In 2005, Ray W. George assigned P. brunneiflagellum to an Indo-Pacific group within the genus Panulirus, which also contained P. japonicus, P. cygnus, P. marginatus and P. pascuensis. It was thought to have split from P. japonicus as a result of volcanic activity, either during the formation of the West Mariana fore-arc or during the extension of the Ogasawara Chain.
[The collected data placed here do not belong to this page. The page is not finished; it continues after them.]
PR #309, opened 2026-05-27
feat: Add manifests and files system tables

suxiaogang223:
## Background

This PR is part of #141 and continues the system table work after the previously merged `options`, `audit_log`, `binlog`, and pure metadata system table support.

The scope of this PR is manifest/file-backed table-level metadata system tables. It adds read-only support for `table$manifests` and `table$files`, so users can inspect latest snapshot manifest and data file metadata through the existing system table query path.

## Architecture

- Keep `manifests` and `files` on the existing `InMemorySystemTable` execution path.
  - Both tables materialize latest-snapshot metadata into `GenericRow` values.
  - The existing in-memory system table scan/read path handles singleton split planning and Arrow export.

- Split system table implementations into Java-aligned per-table files.
  - `OptionsSystemTable`, `SnapshotsSystemTable`, `SchemasSystemTable`, `TagsSystemTable`, `BranchesSystemTable`, `ConsumersSystemTable`, `ManifestsSystemTable`, and `FilesSystemTable` now live in separate source/header pairs.
  - The previous `metadata_system_tables.{h,cpp}` aggregation file is removed.

- Introduce `SystemTableUtils` for shared system table helpers.
  - It owns shared context creation, option merging, branch loading, timestamp/value conversion, JSON conversion, manifest reading, data file merging, and metadata formatting helpers.
  - This keeps concrete system table classes focused on schema declaration and row materialization.

- Keep `SystemTableLoader` registry behavior unchanged.
  - The loader still creates system tables through the registry/factory table.
  - It now includes concrete system table headers directly after the file split.

## System Tables Added

This PR follows the Apache Paimon table-scoped system table model, where table metadata is queried with names like `table$files`. Reference semantics: https://paimon.apache.org/docs/master/concepts/system-tables/

- `table$manifests`
  - Purpose: exposes data manifest metadata for the latest snapshot.
  - Source: latest snapshot data manifests through `SnapshotManager`, `ManifestList`, and `ManifestFileMeta`.
  - Columns: `file_name`, `file_size`, `num_added_files`, `num_deleted_files`, `schema_id`, `min_partition_stats`, `max_partition_stats`, `min_row_id`, `max_row_id`.
  - Note: reads data manifests only in this PR.

- `table$files`
  - Purpose: exposes data file metadata for the latest snapshot.
  - Source: latest snapshot data manifest entries merged with `FileEntry::MergeEntries`.
  - Columns: `partition`, `bucket`, `file_path`, `file_format`, `schema_id`, `level`, `record_count`, `file_size_in_bytes`, `min_key`, `max_key`, `null_value_counts`, `min_value_stats`, `max_value_stats`, `min_sequence_number`, `max_sequence_number`, `creation_time`, `deleteRowCount`, `file_source`, `first_row_id`, `write_cols`.
  - Note: `file_path` uses external path when present, otherwise the table bucket path plus file name.

## Scope Notes

- This PR reads the latest snapshot only; `scan.snapshot-id`, tag, and timestamp time-travel options are left for follow-up work.
- Predicate pushdown for manifest/file metadata is not implemented in this PR.
- Existing `options`, `audit_log`, `binlog`, `snapshots`, `schemas`, `tags`, `branches`, and `consumers` behavior is preserved.
- Remaining metadata system tables such as `partitions`, `buckets`, `statistics`, `table_indexes`, and `aggregation_fields` are planned for later PRs.

## Tests

- Local: `pre-commit run --all-files`
- Fedora: `cmake --build build-codex-metadata-pr3 --target paimon-core-test paimon-read-inte-test -j2`
- Fedora: `./build-codex-metadata-pr3/debug/paimon-core-test --gtest_filter=FileSystemCatalogTest.TestMetadataSystemTableCatalog`
- Fedora: `./build-codex-metadata-pr3/debug/paimon-read-inte-test --gtest_filter=SystemTableReadInteTest.TestReadMetadataSystemTables:SystemTableReadInteTest.TestReadFilesSystemTableForPartitionedTable:SystemTableReadInteTest.TestReadManifestAndFilesSystemTablesForEmptyTable`


src/paimon/core/table/system/metadata_system_tables.cpp
```diff
@@ -140,6 +166,12 @@ Result<VariantType> LocalTimestampMillisValue(int64_t epoch_millis) {
     return TimestampMillisValue(local_timestamp.GetMillisecond());
 }
 
+Result<VariantType> LocalTimestampMillisValue(const Timestamp& local_timestamp) {
+    PAIMON_ASSIGN_OR_RAISE(Timestamp utc_timestamp, DateTimeUtils::ToUTCTimestamp(local_timestamp));
+    int64_t epoch_millis = utc_timestamp.GetMillisecond();
+    return LocalTimestampMillisValue(epoch_millis);
+}
```
lxy-9602: I’m a bit curious about `LocalTimestampMillisValue`: why does it first convert local time to UTC and then convert it back to local time? Is there any difference compared with reading the value directly from the local timestamp?

src/paimon/core/table/system/metadata_system_tables.cpp
```diff
@@ -150,12 +182,215 @@ VariantType OptionalTimestampMillisValue(const std::optional<int64_t>& value) {
...
+Result<std::vector<ManifestFileMeta>> ReadDataManifests(
+    const MetadataSystemTableContext& context, const Snapshot& snapshot,
+    const std::shared_ptr<FileStorePathFactory>& path_factory, const CoreOptions& core_options,
+    const std::shared_ptr<MemoryPool>& pool) {
+    PAIMON_ASSIGN_OR_RAISE(
+        std::unique_ptr<ManifestList> manifest_list,
+        ManifestList::Create(context.fs, core_options.GetManifestFormat(),
+                             core_options.GetManifestCompression(), path_factory, pool));
+    std::vector<ManifestFileMeta> manifests;
+    PAIMON_RETURN_NOT_OK(manifest_list->ReadDataManifests(snapshot, &manifests));
```
lxy-9602, line 237: It looks like the Java implementation calls `ReadAllManifests`, which also supports changelog manifests. If paimon-cpp does not plan to support that for now, could you please leave a TODO in the code.

src/paimon/core/table/system/metadata_system_tables.cpp
```diff
@@ -150,12 +182,215 @@ VariantType OptionalTimestampMillisValue(const std::optional<int64_t>& value) {
...
+    std::vector<ManifestEntry> merged_entries;
+    PAIMON_RETURN_NOT_OK(FileEntry::MergeEntries(entries, &merged_entries));
+    return merged_entries;
+}
+
+std::optional<std::string> OptionalBinaryRowString(const BinaryRow& row) {
+    if (row.GetFieldCount() <= 0) {
+        return std::nullopt;
+    }
+    return row.ToString();
```
lxy-9602: `BinaryRow::ToString()` returns a hash value, but my understanding is that min/max keys are expected to use the actual field data (`BinaryRow@0x12ab34cd` -> `[1, 100]`). It may need something like FieldsValueMapString() instead. Could you please adjust the corresponding logic?

src/paimon/core/table/system/metadata_system_tables.cpp
```diff
@@ -150,12 +182,215 @@ VariantType OptionalTimestampMillisValue(const std::optional<int64_t>& value) {
...
+    const BinaryRow& row, const std::shared_ptr<arrow::Schema>& partition_schema) {
+    PAIMON_ASSIGN_OR_RAISE(std::optional<std::string> value,
+                           OptionalPartitionString(row, partition_schema));
+    return OptionalStringValue(value);
+}
+
+Result<std::string> PartitionString(const std::shared_ptr<FileStorePathFactory>& path_factory,
+                                    const BinaryRow& partition) {
+    PAIMON_ASSIGN_OR_RAISE(std::string value, path_factory->GetPartitionString(partition));
+    return value;
```
lxy-9602: The partition field seems to have a little formatting issue. The current C++ result is `dt=20260527`, while the actual Java result is `{20260527}`. You may want to refer to the test in `FilesTableTest.java`.

src/paimon/core/table/system/metadata_system_tables.cpp
```diff
@@ -150,12 +182,215 @@ VariantType OptionalTimestampMillisValue(const std::optional<int64_t>& value) {
...
+    PAIMON_ASSIGN_OR_RAISE(std::vector<InternalRow::FieldGetterFunc> getters,
+                           InternalRowUtils::CreateFieldGetters(schema, /*use_view=*/false));
+    std::vector<std::string> values;
+    values.reserve(fields.size());
+    for (size_t i = 0; i < fields.size(); ++i) {
+        std::string value = "null";
+        if (!row.IsNullAt(i)) {
+            VariantType field_value = getters[i](row);
+            if (std::holds_alternative<std::string_view>(field_value)) {
+                value = std::string(std::get<std::string_view>(field_value));
```
lxy-9602: I noticed that `DataDefine::VariantValueToString` supports `string_view`. I wonder why do we need to handle `string_view` as a special case here?

src/paimon/core/table/system/metadata_system_tables.cpp
```diff
@@ -150,12 +182,215 @@ VariantType OptionalTimestampMillisValue(const std::optional<int64_t>& value) {
...
+            } else {
+                value = DataDefine::VariantValueToString(field_value);
+            }
+        }
+        values.emplace_back(fmt::format("{}:{}", fields[i].Name(), value));
```
lxy-9602: I’d like to confirm whether the separator between the key and value should be `:` or `=` in java.

src/paimon/core/table/system/metadata_system_tables.cpp
```diff
@@ -424,4 +659,189 @@ Result<std::vector<GenericRow>> ConsumersSystemTable::BuildRows() const {
...
+        if (!(entry.Kind() == FileKind::Add())) {
+            continue;
+        }
+
+        const std::shared_ptr<DataFileMeta>& file = entry.File();
+        PAIMON_ASSIGN_OR_RAISE(std::shared_ptr<TableSchema> data_schema,
+                               LoadDataSchema(context_, file->schema_id));
+        PAIMON_ASSIGN_OR_RAISE(std::vector<DataField> value_stats_fields,
+                               ValueStatsFields(context_, file->schema_id));
+        std::shared_ptr<SimpleStatsEvolution> stats_evolution =
```
lxy-9602: `value_stats_fields` uses the field types corresponding to the `schema_id` of the data file, while stats is based on the latest evolved schema, so the two do not match. My understanding is that `value_stats_fields` needs to be converted to the latest schema as well. Also, could you please add a test covering schema evolution?

test/inte/read_inte_test.cpp
```diff
@@ -699,6 +699,151 @@ TEST(SystemTableReadInteTest, TestReadMetadataSystemTables) {
     auto branch_create_time_array =
         std::dynamic_pointer_cast<arrow::TimestampArray>(branches_array->field(1));
     ASSERT_TRUE(branch_create_time_array);
+
```
lxy-9602, line 702: Could you please add a test based on the existing `test_data` and verify the full Arrow array returned by the system table? This would avoid the issue where temporarily constructed data makes the manifest file names unpredictable. I think having the complete array output would be more intuitive, and it could also cover the schema evolution scenario. Thanks!

src/paimon/core/table/system/metadata_system_tables.cpp
```diff
@@ -791,10 +831,16 @@ Result<std::vector<GenericRow>> FilesSystemTable::BuildRows() const {
...
-        PAIMON_ASSIGN_OR_RAISE(std::vector<DataField> value_stats_fields,
-                               ValueStatsFields(context_, file->schema_id));
-        std::shared_ptr<SimpleStatsEvolution> stats_evolution =
-            stats_evolutions.GetOrCreate(data_schema);
+        PAIMON_ASSIGN_OR_RAISE(std::vector<DataField> data_stats_fields,
+                               ProjectWriteFields(data_schema, *file));
+        PAIMON_ASSIGN_OR_RAISE(std::vector<DataField> key_fields,
+                               data_schema->TrimmedPrimaryKeyFields());
+        if (key_fields.empty()) {
+            key_fields = data_schema->Fields();
```
lxy-9602: When `key_fields` is empty, why do we repopulate it with `data_schema->fields()`? Is there any problem with preserving the original empty `key_fields`?

src/paimon/core/table/system/metadata_system_tables.cpp
```diff
@@ -373,11 +397,29 @@ Result<std::shared_ptr<TableSchema>> LoadDataSchema(const MetadataSystemTableCon
...
+                                                  const DataFileMeta& file) {
+    if (!file.write_cols) {
+        return data_schema->Fields();
+    }
+
+    std::vector<DataField> fields;
+    fields.reserve(file.write_cols->size() + data_schema->PartitionKeys().size());
+    for (const auto& write_col : file.write_cols.value()) {
+        if (write_col == SpecialFields::RowId().Name() ||
+            write_col == SpecialFields::SequenceNumber().Name()) {
```
lxy-9602: Would it be simpler to use `SpecialFields::IsSpecialFieldName` here?

src/paimon/core/table/system/metadata_system_tables.cpp
```diff
@@ -373,11 +397,29 @@ Result<std::shared_ptr<TableSchema>> LoadDataSchema(const MetadataSystemTableCon
...
+        }
+        PAIMON_ASSIGN_OR_RAISE(DataField field, data_schema->GetField(write_col));
+        fields.push_back(std::move(field));
+    }
+
+    for (const auto& partition_key : data_schema->PartitionKeys()) {
+        if (!ObjectUtils::Contains(file.write_cols.value(), partition_key)) {
+            PAIMON_ASSIGN_OR_RAISE(DataField field, data_schema->GetField(partition_key));
+            fields.push_back(std::move(field));
+        }
```
lxy-9602, line 440: I’m a bit confused why partition fields need to be handled separately in addition to `write_col`.

src/paimon/core/table/system/metadata_system_tables.cpp
```diff
@@ -150,12 +177,262 @@ VariantType OptionalTimestampMillisValue(const std::optional<int64_t>& value) {
...
+}
+
+Result<std::optional<std::string>> OptionalPartitionString(
+    const BinaryRow& row, const std::shared_ptr<arrow::Schema>& partition_schema) {
+    if (row.GetFieldCount() <= 0) {
+        return std::optional<std::string>();
+    }
+    PAIMON_ASSIGN_OR_RAISE(std::string value,
+                           BinaryRowPartitionComputer::PartToSimpleString(
+                               partition_schema, row, ",", kMaxPartitionStatsLength));
```
lszskye: It looks like Java Paimon uses CastExecutor to convert partition values to strings. We hope cpp Paimon can also use the CastExecutor class; otherwise, there will be inconsistencies in the conversion of certain special types, such as the DATE type.

lxy-9602 (approved):
+1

Subsequent molecular analyses have suggested that its sister species may instead by P. femoristriga.

==Ecology==
Panulirus brunneiflagellum lives in clear, tropical waters at depths of up to 90 m, where temperatures are in the range 19–29 C. It lives in open caves, sometimes in association with P. longipes bispinosus, but usually near the entrance, whereas P. l. bispinosus shelters in the depths of the caves.

==Fishery==
Japanese settlers colonised the Ogasawara Group in the 1860s, and began fishing P. brunneiflagellum soon after arriving. The fishery uses rectangular steel lobster traps covered in plastic mesh, roughly 1.0 × 0.5 × 0.5 metres in size. The traps are set daily at depths of 10–40 m, and baited with fresh fish. Up to 24 boats are involved, 20 from Chichi-jima and up to four from Haha-jima. Between them, they catch 5 t per year, of which 98% is P. brunneiflagellum (the remainder being P. longipes bispinosus and occasional P. penicillatus); Most of the catch is frozen and dispatched to Tokyo. A closed season is in force in June, July and August, to protect ovigerous (egg-bearing) females. In the absence of any detailed information, P. brunneiflagellum is listed as Data Deficient on the IUCN Red List.